Oefening 1:
1 tegen 1 (20 mins)
Organisatie:
- Verdediger speelt aanvaller in.
- Aanvaller probeert te scoren bij de keeper.
- Bij balwinst mag verdediger scoren in de mini goals.
Accenten:
- Verdedig frontaal tussen de balbezittende tegenstander en het doel (rechterschouder tegenover rechterschouder), linkervoet voor.
- Dwing de tegenstander aan de rechterkant van het veld naar buiten; aan de linkerkant zonder rugdekking naar buiten, mét rugdekking naar binnen.
- Kom tot de grens van de fysieke ruimte zodat je met de stick bij de bal kunt.
Uitbreiding:
- Wissel om van richting.
- Voeg een extra aanvaller en verdediger toe die in de cirkel starten.

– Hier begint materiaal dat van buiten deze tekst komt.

PR #665, opened 2017-11-21
Don't subscribe to mouse events we don't care about

### LINKED ISSUE #658: Amethyst uses CPU at all times when the mouse is moving
## System

 - **Amethyst version**: 0.11.4
 - **macOS version**: 10.13.1

## What's the problem?
Amethyst uses CPU at all times when the mouse is moving. It's not a ton, but enough to be bothering since it constantly slightly slows down the system.  
Focus follows mouse is **not** enabled.

## How can it be reproduced?
Launch amethyst, open activity monitor and move the cursor.

Amethyst

Not moving cursor.

## dotfile (if you have one)
\-

## Screenshots
\-

ifreecarve:
### Summary
Add an observer to the user settings, and only subscribe to mouse events if we actually want them.

### Test method:
Assumption: focus-follows-mouse is disabled

1. open Activity Monitor
2. open Amethyst
3. wiggle mouse rapidly, note CPU usage of ~0%
4. open preferences
5. wiggle mouse rapidly, note CPU usage of ~3-9% (not sure why this happens)
6. enable focus-follows-mouse
7. close preferences
8. wiggle mouse rapidly, note CPU usage of ~3-9%
9. open preferences, disable focus-follows-mouse
10. close preferences
11. wiggle mouse rapidly, note CPU usage of ~0%

Fixes #658


ifreecarve:
Obligatory one-month bump

mcsosa121:
Obligatory two month bump

ianyh:
This one is very high priority for me. The CPU usage is pretty unacceptable.

Amethyst/Managers/FocusFollowsMouseManager.swift
```diff
@@ -14,21 +14,65 @@ protocol FocusFollowsMouseManagerDelegate: class {
...
-            self.focusWindowWithMouseMovedEvent(event)
+        self.mouseMovedEventHandler = nil
+
+        // must fully init self before we can use it in a closure, so we put in a fake closure for the handler (for now)
+        self.focusConfigurationChangeHandler = { _ in () }
+        super.init()  // fully init self
+
+        // can now set up self as an observer.
+        // we want to observe changes to the focusFollowsMouse config, because mouse tracking has CPU cost
+        UserDefaults.standard.addObserver(self, forKeyPath: ConfigurationKey.focusFollowsMouse.rawValue, options: NSKeyValueObservingOptions.new, context: nil)
```
ianyh: This should probably be behind user configuration. Also, take a look at RxCocoa bindings to `UserDefaults`. It's a bit of a different look at it, but you can do something like
```swift
UserDefaults.standard.rx.observe(...)
    .distinctUntilChanged()
    .scan(nil) { monitor, followingIsDesired in
        if let monitor = monitor {
            NSEvent.removeMonitor(monitor)
            return nil
        } else if followingIsDesired {
            return NSEvent.addGlobalMonitorForEvents(...)
        } else {
            return nil
        }
    }
    .subscribe(...)
```
It takes a bit of grokking the first few times looking at it like this, but it avoids some of the state tracking necessary and is a bit easier to read.

ianyh:
In general a good change, but it's worth working through the more frp way of doing things.

Amethyst/Managers/FocusFollowsMouseManager.swift
```diff
@@ -9,65 +9,45 @@
...
-                }
-                self.mouseMovedEventHandler = NSEvent.addGlobalMonitorForEvents(matching: .mouseMoved) { event in
-                    self.focusWindowWithMouseMovedEvent(event)
-                }
-            } else {
-                guard let handler = self.mouseMovedEventHandler else {
-                    return
+        let stupidCompilerWorkaround: Observable<Any?> = UserDefaults.standard.rx.observe(Bool.self, ConfigurationKey.focusFollowsMouse.rawValue)
+            .distinctUntilChanged { $0 == $1 }
+            .scan(nil) { existingHandler, followingIsDesired in
```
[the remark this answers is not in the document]
ianyh: Additionally, this block captures `self`, but I think you get a retain loop. You store the disposable which means the manager is holding reference to the block which is holding a reference to itself. One way to get around this is to specify that the self reference be either `weak` or `unowned`. The former means that `self` becomes an optional inside the closure which becomes `nil` once `self` is deinitialized. The latter is mostly the same except that it does not become nil so a reference after the fact will segfault. In this case the only reference held is by the manager which disposes it at tear down time so you can safely use unowned, which makes it a bit easier to work with.
```swift
.scan(nil) { [unowned self] existingHandler, followingIsDesired -> Any? in
```

Amethyst/Managers/FocusFollowsMouseManager.swift
```diff
@@ -9,65 +9,45 @@
...
+                if let handler = existingHandler {
+                    NSEvent.removeMonitor(handler)
+                    return nil
+                } else if followingIsDesired! {
+                    return NSEvent.addGlobalMonitorForEvents(matching: .mouseMoved) { event in
```
ianyh: As above you'll need to specify `unowned` here as well as the observable will also be maintaining a reference to this handler.

ifreecarve:
Thanks, fixed.  The compiler errors were extremely unhelpful.

ianyh:
Yeah, the compiler errors for swift are still pretty basic. When in doubt specify types, particularly for closure parameters and return types.

<sub>Sent with <a href="http://githawk.com">GitHawk</a></sub>

ianfixes:
Monthly bump.  All PR comments were addressed, to my knowledge.

Amethyst/Managers/FocusFollowsMouseManager.swift
```diff
@@ -18,17 +19,39 @@ final class FocusFollowsMouseManager {
...
+                    return nil
+                } else if followingIsDesired! {
+                    return NSEvent.addGlobalMonitorForEvents(matching: .mouseMoved) { [unowned self] event in
+                        self.focusWindowWithMouseMovedEvent(event)
+                    }
+                } else {
+                    return nil
+                }
+            }
+            .subscribe()
```
ianyh: Instead of storing the `Disposable` you should keep a `DisposeBag` and use `disposed(by:)`

ianfixes: I had tried that initially, but ran into a problem with the closure capturing `self`, hence https://github.com/ianyh/Amethyst/pull/665/files#diff-04ea7b5975998885cc0693ef86642bd3R23

If you see an obvious way around that you'll have to be explicit about it :(

ianfixes: I pushed this change, not sure why it worked out better this time :)

ianyh:
It looks like your window peeking change got mixed into this. If you pull that out this should be good to merge.

ianyh:
Awesome!

PR #672, opened 2018-01-15
Maintain required window dimensions regardless of position

ianyh:
I think there may have been some behavioral conflicts between mouse state tracking and minimum window sizes. I've tried to reconcile them in this change, but there is one issue where moving between spaces causes the focused window to jitter and about 50/50 settles in to the wrong position.

@axs221 @ifreecarve curious to get your thoughts. Anything code-wise I might have missed? Ideas on the right behavior?

[Trello Card](https://trello.com/c/exLO8vGU/305-amethyst-maintain-required-window-dimensions-regardless-of-position)

### DIFF
--- a/Amethyst/Layout/Layout.swift
+++ b/Amethyst/Layout/Layout.swift
@@ -52,7 +52,7 @@ struct FrameAssignment {
     var finalFrame: CGRect {
         var ret = frame
         let padding = floor(UserConfiguration.shared.windowMarginSize() / 2)
-        
+
         if UserConfiguration.shared.windowMargins() {
             ret.origin.x += padding
             ret.origin.y += padding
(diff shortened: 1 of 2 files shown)


Amethyst/Layout/Layout.swift
```diff
@@ -88,7 +86,22 @@ struct FrameAssignment {
...
     fileprivate func perform() {
+        var finalFrame = self.finalFrame
+        var finalOrigin = finalFrame.origin
+
+        // Just resize the window first to see what the dimensions end up being
+        // Sometimes applications have internal window requirements that are not exposed to us directly
+        finalFrame.origin = window.frame().origin
+        window.setFrame(finalFrame)
+
+        // If this is the focused window then we need to shift it to be on screen regardless of size
```
ifreecarve: I had to explicitly remove this from the resize-with-mouse code.  The jitter is caused by polluting the event stream -- the move/resize events that we're causing. 

Eventually, I decided that the user is the best person to resolve conflicting constraints (minimum window sizes, frame sizes, etc).  If we owned the entire event stream, it would be a different story.  That's in part due to the fact that attempting to resolve the conflicts myself resulted in 1 of 3 things: 

1. jitter
2. failing to respond to some move/resize events
3. ugly hacks related to setting arbitrary timers

ianyh: Right, right. I knew there was something about that we had discussed. Thank you for the reminder.

ianyh: So it's possible that the correct behavior for now is take the minimum size modifications in the `finalFrame`, but not do the two-pass positioning. I think I will miss the behavior of the windows peeking out from the edge, but I'll have to think more about how that could be accomplished. It seems like what's really missing is a way to track whether or not a space transition is still in the process of animating.

ifreecarve: I too will miss that behavior -- I honestly like the feature of windows attempting to stay on screen, and I'd be glad to hear that there's a way to accomplish it.  It's entirely possible that there are other options out there that I'm failing to consider.  

Being able to track the animation process would be huge.  In general, a way to synchronize the mouse stream with the accessibility events stream (and possibly our own 3rd stream regarding actions in process) would enable a lot of awesome stuff.

Another way to get around the issue would be to make it possible to resize secondary frame boundaries with the mouse.  That's a challenging technical exercise, but well within the realm of "we have control over this" (vs the event streams, which we do not control).

PR #685, opened 2018-02-14
Add peeking of focused window if it's too large for its frame

ianyh:
@ifreecarve could you take a look at this and let me know if I'm missing something? I've been testing it with mouse behaviors enabled and everything seems to work fine. The jittering that I noticed previously was actually a separate issue.

### DIFF
--- a/Amethyst/Layout/Layout.swift
+++ b/Amethyst/Layout/Layout.swift
@@ -86,6 +86,27 @@ struct FrameAssignment {
     }
 
     fileprivate func perform() {
+        var finalFrame = self.finalFrame
+        var finalOrigin = finalFrame.origin
+
+        // If this is the focused window then we need to shift it to be on screen regardless of size
+        if focused {
+            // Just resize the window first to see what the dimensions end up being
+            // Sometimes applications have internal window requirements that are not exposed to us directly
+            finalFrame.origin = window.frame().origin
+            window.setFrame(finalFrame, withThreshold: CGSize(width: 1, height: 1))
+
+            // With the real height we can update the frame to account for the current size
+            finalFrame.size = CGSize(
+                width: max(window.frame().width, finalFrame.width),
+                height: max(window.frame().height, finalFrame.height)
+            )
+            finalOrigin.x = max(screenFrame.minX, min(finalOrigin.x, screenFrame.maxX - finalFrame.size.width))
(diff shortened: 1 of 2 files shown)


ifreecarve:
I'm running this branch on my machine now, and it seems to work.  There's one strange case though: you can accidentally trigger a window swap if you move a peeked window.  Easy to reproduce:

1. Consider a screen that's 1200px wide, and two windows.  Let's say each window has a 600px minimum width.
2. Arrange them in Tall layout, and drag the window on the left to 1000px width.  The window on the right shrinks to its 600px minimum, and is reflowed with 200px on screen and 400px off screen.  
3. Focus the window on the right.  It now overlaps the window on the left by 400px.
4. Put your mouse cursor in the center of the title bar of the window on the right (which should be over the overlapped region) and move the window on the right downward by 2 px

Expected behavior: Dragged window reflows to the peeked position
Actual behavior: Dragged window swaps with window on the left, because technically you dragged it within the bounds of the other frame

I'm not sure the best way to address this.  One would be to make peeking a toggle-able option, and say "yeah when you have window peeking on, the same rules of swapping still apply -- if you drag into another frame then that's where you go.

A second way would be to recognize that a window is peeked, and interpret the move event as a resize event such that the minimum size required by the window you're dragging (the window on the right, in my example) will become the exact frame size.  This might be a nightmare in terms of managing mouse events + accessibility events + focus state

The third way would be to just understand the overlapping that peeking causes, and disable the swapping behavior when in that region.  I'm not precisely sure how to do that if the window has both minimum width and minimum height and you're in a secondary frame.  What do you think?

ifreecarve:
Looking more closely, it seems that the real problem lives in `WindowManager.alternateWindowForScreenAtPoint`.  

Window swaps are calculated by asking what windows are on the screen at a given point.  I think what should be happening instead is asking what _frame_ is supposed to be at that point.  I'm just not sure where to get that information from.

Should we just open a separate issue for `WindowManager.alternateWindowForScreenAtPoint` and merge this now?  The problem predates the code you're adding here.

ianyh:
The idea of expected frame rather than real frame is interesting. It's also not immediately clear to me what the information flow there is, but I am inclined to merge this and track the mouse collision issue separately.

ifreecarve:
Makes sense to me.  This was one of the first parts of the codebase I really messed with, before I knew where things were and what they had access to.  I'll try to crack open that new issue in a week or so.

But yeah, none of that work really blocks merging.  This PR works smoothly and adds back the usefulness that I couldn't deliver.

PR #753, opened 2019-04-13
Enabled e2e-kind.

k82cn:

**Release note**:
```release-note
None
```


TommyLike:
It seems that the log files will be truncated, need to find out a way to store them in another place.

- Zet een extra verdediger neer zodat je kan dubbelen.
Oefening 2:
3 tegen 3 (20 mins)
Organisatie:
- Verdediger speelt aanvaller in.
- Er wordt een 3 tegen 3 gespeeld richting de keeper.
- Een verdediger en een aanvaller moeten om de groene pion lopen voordat ze mee mogen doen.
- Bij balwinst mogen de verdedigers scoren in de mini goals.
Accenten:
- Verdedig frontaal tussen de balbezittende tegenstander en het doel (rechterschouder tegenover rechterschouder), linkervoet voor.
- Dwing de tegenstander aan de rechterkant van het veld naar buiten; aan de linkerkant zonder rugdekking naar buiten, mét rugdekking naar binnen.
- Kom tot de grens van de fysieke ruimte zodat je met de stick bij de bal kunt.
Makkelijker:
- Haal een aanvaller weg zodat het een 2 tegen 3 wordt.
- Maak zijlijnen ter hoogte van de T-lijn zodat de ruimtes kleiner worden.
- Zet de pion van de aanvallers verder naar achter zodat de verdedigers meer tijd hebben.
Moeilijker:
- Zet de pion van de verdedigers verder weg.
- Haal de verdediger die om de groene pion moet weg zodat het een 3 tegen 2 wordt.
Uitbreiding:
- Wissel om van richting.
- Voeg een extra aanvaller en verdediger toe die in de cirkel starten.
- Zet een extra verdediger neer zodat je kan dubbelen.
Oefening 3:
4 tegen 4 (20 mins)
Organisatie:
- Trainer gooit een bal naar het aanvallende team.
- Er wordt een 4 tegen 4 richting keeper gespeeld.
- Verdedigers krijgen de opdracht om bij balwinst de bal veilig over de zijlijn te drijven.
- Bij elke uit bal gooit een trainer de bal weer in.
- Wissel halverwege van rol.
Accenten:
- Verdedig frontaal tussen de balbezittende tegenstander en het doel (rechterschouder tegenover rechterschouder), linkervoet voor.
- Dwing de tegenstander aan de rechterkant van het veld naar buiten; aan de linkerkant zonder rugdekking naar buiten, mét rugdekking naar binnen.
- Kom tot de grens van de fysieke ruimte zodat je met de stick bij de bal kunt.
Makkelijker:
- Maak de zijlijnen smaller
- Haal een aanvaller weg zodat het 3 tegen 4 wordt.
Moeilijker:
- Haal de zijlijnen weg
- Voeg een verdediger weg zodat het 4 tegen 3 wordt.
Uitbreiding:
- Voeg 1 aanvaller en 2 verdedigers toe zodat je kan oefenen met dubbelen.
Oefening 4:

Eindpartij (20 mins)
Organisatie:
- Speel een eindpartij met twee teams.
- Als er oneven aantallen zijn, laat ondertal dan met keeper spelen of speel met een wissel.
- Wissel halverwege van veld.
- Geef beide teams een vrije verdediger.
- Een doelpunt dat wordt gemaakt binnen over rechts telt dubbel.
Coaching punten:
- Verdedig frontaal tussen de balbezittende tegenstander en het doel (rechterschouder tegenover rechterschouder), linkervoet voor.
- Dwing de tegenstander aan de rechterkant van het veld naar buiten; aan de linkerkant zonder rugdekking naar buiten, mét rugdekking naar binnen.
- Kom tot de grens van de fysieke ruimte zodat je met de stick bij de bal kunt.